> What you will do
In the records below, find each line containing the word "right" and copy it.

> Dataset entries
Issue #273, opened 2026-09-03
[Bug]: Documented file paths go stale unnoticed (broken release notes link in README, wrong static-data paths in CLAUDE.md)


FernandoRDLL:
### Problem

Documentation in this repo references files by path, and nothing verifies those paths still resolve. When a file moves, the reference silently goes stale — there is no test, no lint rule, and no CI step that would catch it. Two references are currently broken, both pointing at locations the files were moved out of:

| Reference | Points at | Actually lives at |
| --- | --- | --- |
| `README.md:72` | `documentation/release_notes.html` | `documentation/sas_to_python/release_notes.html` |
| `CLAUDE.md:69` | `data/cluster_labels.csv`, `data/country_classification.xlsx`, `data/factor_details.xlsx` | `src/jkp/data/resources/` (loaded via `_resource_path()`, `src/jkp/data/paths.py:39-70`) |

The README one is the more visible of the two: it is the pointer new users are given for "a description of the output files and a comparison between the output of the SAS/R codebase and the new Python codebase", immediately after their first successful pipeline run. On GitHub it renders as plain backticked text rather than a link, so it fails quietly — a reader tries the path, finds nothing, and has no way to know the document exists at all.

The `CLAUDE.md` one is less visible to users but arguably worse in effect: it tells Claude Code that the static reference data is at `data/`, when the pipeline actually loads it from package resources. That is exactly the kind of stale fact that gets acted on rather than checked.

### Why this is worth a systemic fix rather than two edits

These are not independent typos. Both were correct when written and broke when the files were relocated — `release_notes.html` into `documentation/sas_to_python/`, the static data into `src/jkp/data/resources/` as part of packaging. Any future move of a documented file will break its references the same way, and the repo has no mechanism that would notice. Fixing only the two current instances leaves the next one to be found by whoever happens to trip over it.

### Reproduction

```sh
# both print nothing
ls documentation/release_notes.html
ls data/cluster_labels.csv

# the files are here instead
ls documentation/sas_to_python/release_notes.html
ls src/jkp/data/resources/cluster_labels.csv
```

### Expected behaviour

1. Documented paths resolve.
2. A path that stops resolving fails CI rather than waiting to be noticed.

### Proposed fix

Two parts, separable:

- **Correct the two stale references.** Mechanical, no behaviour change.
[...]

PR #275, opened 2026-09-03
docs: correct stale file paths in README and CLAUDE.md

FernandoRDLL:
## Simple explanation

Two places in the docs point at files that have moved, so following either one leads nowhere. This corrects both paths. Nothing about the pipeline changes.

The README one is what a new user is handed right after their first successful run — the pointer to the release notes describing the output files and the SAS/R-to-Python comparison. It renders as plain text rather than a link, so it fails quietly: you try the path, find nothing, and have no way to tell the document exists.

The `CLAUDE.md` one told Claude Code that the static reference data sits in `data/`. It does not — it ships inside the package. That is the kind of stale fact that gets acted on rather than checked, so the line is rewritten to say where the files actually are and how they are loaded.

## Technical details

| File | Was | Now |
| --- | --- | --- |
| `README.md:74` | `documentation/release_notes.html` | `documentation/sas_to_python/release_notes.html` |
| `CLAUDE.md:69` | `data/cluster_labels.csv`, `data/country_classification.xlsx`, `data/factor_details.xlsx` | `src/jkp/data/resources/…`, described as packaged with the code and loaded via `_resource_path()` |

Neither was a typo. Both were correct when written and broke when the files were relocated — the release notes into `documentation/sas_to_python/`, the static data into `src/jkp/data/resources/` as part of packaging. The `CLAUDE.md` line also had its claim corrected, not just its path: "checked into the repo and used by the pipeline" implied the pipeline reads these from the data directory, when `_resource_path()` (`src/jkp/data/paths.py:39-70`) resolves them from package resources. That distinction matters — it is why pointing a run at an arbitrary output directory does not strand the reference data.

This is the first half of #273. The second half — a CI guard so the next relocation fails a check instead of waiting to be tripped over — is deliberately left out so it can be reviewed on its own merits. Without it these two lines are simply correct again, with nothing preventing a third.

## Test plan

No code changed, so there is nothing for pytest or ruff to exercise; CI runs clean by construction.

Verified the paths directly:

```sh
$ ls documentation/sas_to_python/release_notes.html
documentation/sas_to_python/release_notes.html

$ ls src/jkp/data/resources/cluster_labels.csv
src/jkp/data/resources/cluster_labels.csv
```

I also swept every backticked and Markdown-linked repo-relative path in `README.md`, `CONTRIBUTING.md`, `CLAUDE.md`, and `tests/README.md`. These two were the only ones that did not resolve, so this PR closes out the current instances in full.

Fixes the reference-correction portion of #273.

https://claude.ai/code/session_01S8YH76rEtDH4USyoyUqSdA

### DIFF
--- a/CLAUDE.md
+++ b/CLAUDE.md
@@ -66,7 +66,7 @@ The pipeline has two entry points that run sequentially:
 
 Raw WRDS data → `data/raw/` → intermediate processing in `data/interim/` → final outputs in `data/processed/` (subdirectories: `characteristics/`, `portfolios/`, `return_data/`, `accounting_data/`, `other_output/`).
 
-Static reference data (`data/cluster_labels.csv`, `data/country_classification.xlsx`, `data/factor_details.xlsx`) is checked into the repo and used by the pipeline.
+Static reference data (`src/jkp/data/resources/cluster_labels.csv`, `src/jkp/data/resources/country_classification.xlsx`, `src/jkp/data/resources/factor_details.xlsx`) is packaged with the code and loaded via `_resource_path()` in `paths.py`, not read from the output directory.
 
 ## Code Conventions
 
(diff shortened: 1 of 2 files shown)


capellini (approved):
Approved.

Verified against `main`: all three resource files exist under `src/jkp/data/resources/`, and each loads through `_resource_path()` in `paths.py`, including `factor_details.xlsx` via `get_factor_details_path()` at `paths.py:70`. `documentation/sas_to_python/release_notes.html` is present, and neither old path exists anywhere in the tree, so both references were genuinely broken rather than merely moved.

Also confirmed this is the complete set. A grep across all tracked files turns up exactly these two lines and nothing else still pointing at the old locations.

PR #258, opened 2014-02-11
Functions of Database and Statement should be domain-aware

FrozenCow:
This is based on a earlier pull request that became stale a year ago: https://github.com/mapbox/node-sqlite3/pull/81

It is about NodeJS domains: http://nodejs.org/api/domain.html

At the moment callbacks from Database and Statement are not domain-aware. That means that when a call was made from within a domain, the callback of that call won't be in that same domain. Exceptions that are thrown inside such a callback will be caught by process.on('uncaughtException') instead of domain.on('error'). This can be confusing for developers that make use of domains for exceptions or logging.

I used the commits from @chrisdickinson as a base and converted the test to Mocha.
I've also incorporated the comments from the mentioned pull request, which basically said to make use of EventEmitter to set domain, instead of manually setting the domain. To do this I had to call back to JS from the native Database/Statement C++ constructors.
Database#exec is not implemented using Statement, so the callback for that function needed to be wrapped in order to pass the domain.

Side note:
This is a step in the right direction I think, but this doesn't make everything of node-sqlite3 domain-aware. The calls in Statement are purely native and I wasn't sure how to store and bind the domain to the callback. This is however quite easy if these functions were wrapped in a Javascript. Database#exec is an example for that.
That said, problems/confusion will only arise once a statement is created in one domain (A), but the statement is used in another (B). You would think callbacks will be in domain B, but they will be in domain A with these commits.

### DIFF
--- a/lib/sqlite3.js
+++ b/lib/sqlite3.js
@@ -22,7 +22,7 @@ function inherits(target, source) {
 
 sqlite3.cached = {
     Database: function(file, a, b) {
-        EventEmitter.call(this)
+        EventEmitter.call(this);
 
         if (file === '' || file === ':memory:') {
             // Don't cache special databases.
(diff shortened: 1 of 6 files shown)


hillmanov:
Looks like this hasn't been discussed in a while - is this still something that is going to be considered? If not, is there a recommended approach to handling errors that are thrown that are non-catchable with try/catch or with domains?

springmeyer:
> Looks like this hasn't been discussed in a while - is this still something that is going to be considered?

@hillmanov I don't use domains / have much experience with them, so I've been hesitant to accept this but I'm open to it still.

> If not, is there a recommended approach to handling errors that are thrown that are non-catchable with try/catch or with domains?

Can you explain what kind of errors these are?

FrozenCow:
Domains shouldn't be used to actually catch errors, just to log/know in what context the errors happened (after handling the error you should kill the process anyway). It is also now deprecated in the latest Node versions: https://nodejs.org/api/domain.html See the discussion here: https://github.com/nodejs/node/issues/66

An alternative would be https://github.com/btford/zone.js/, but I haven't given it a try yet.

wmertens:
in Node v9, domains are deprecated…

> Answer for the task
The README one is what a new user is handed right after their first successful run — the pointer to the release notes describing the output files and the SAS/R-to-Python comparison. It renders as plain text rather than a link, so it fails quietly: you try the path, find nothing, and have no way to tell the document exists.
This is a step in the right direction I think, but this doesn't make everything of node-sqlite3 domain-aware. The calls in Statement are purely native and I wasn't sure how to store and bind the domain to the callback. This is however quite easy if these functions were wrapped in a Javascript. Database#exec is an example for that.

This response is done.